Climate Change Threatens Panama Canal And Global Maritime Trade

The Panama Canal is a conduit for 6% of the global maritime traffic. But climate change is disrupting that trade. While high temperatures and little rain are the primary causes, four hurricanes over seven years have been equally devastating.

The Panama Canal is in the midst of Panama’s rainforests, which cover 68% of its land or nearly 12.7 million acres. Both depend on precipitation for survival. If the rainforests do not get ample rainfall, it trickles down to the canal. The bad news is that the canal’s authorities say that 2019 was the fifth most arid in 70 years, with rainfall 20% less than the average, all compounded by depleted reservoirs.

Indeed, water levels fell in 2015 and 2016, and shippers had to reduce the amount of cargo on their vessels — money down the drain.

“The Panama Canal is the only interoceanic commerce route whose operation depends on the availability of freshwater, making it the most vulnerable to the adverse impacts of global climate change,” says Emilio Sempris, former minister of the environment for Panama from 2015 to 2017, in a talk with this writer. “There is no better natural solution to secure water in the Panama Canal watershed than protecting forests and planting more trees.”

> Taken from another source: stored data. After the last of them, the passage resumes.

PR #4630, opened 2021-09-16
break dependency on libutils

pixelflinger:
it was only used of Path which now can be replaced bu
std::filesystem::path.


romainguy (approved):

pixelflinger:
argh windows still doesn't support this.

The United States built the Panama Canal between 1904 and 1914 — a freshwater shortcut that allows ships to avoid sailing around the tip of South America. The Panamanians expanded the waterway this century. As a result, shippers cut their time at sea from two months to 10 hours. More than 10 million ships have accessed the canal since it opened.

In 2021, 517 million tons of goods went through the canal, generating $2.1 billion in contributions to Panama’s National Treasury. In 2022, those collections will hit $2.25 billion.

The expansion of the Panama Canal led to less time at sea, resulting in 16 million fewer tons of CO2 in 2021 and 650 million tons since 1914. Meanwhile, the rainforests have soaked up 18.3 million tons of CO2 between 2016 and 2020. Moreover, Panama’s rainforests absorb more CO2 than its national energy sector emits yearly. That’s why Panama has fastidiously safeguarded its trees: Between 1947 and 2014, the country lost 6.7 million acres of forest — a fraction of its total — mostly lost due to ranching and agriculture.

Despite these contributions, Sempris says that Panama has not received any direct payments or carbon credit monies for protecting its rainforests and curbing carbon emissions. “Since adopting the Paris Agreement in 2015, Panama has implemented legal and institutional arrangements to phase out deforestation and restore its forest cover. We know the trees host our rich biodiversity, prevent soil erosion, and regulate the water cycle.”

Show Us the Money

Panama has complied with the UN verification process, which requires countries to account for their trees and ascertain how much carbon they will absorb if left standing. Those are the rules of the Paris climate agreement if the rainforest nations want to sell carbon credits to countries and corporations. Panama says it is eligible to sell 18 million tons of CO2 credits under the REDD+ financing mechanism — credits based on prior achievements from 2016 to 2022.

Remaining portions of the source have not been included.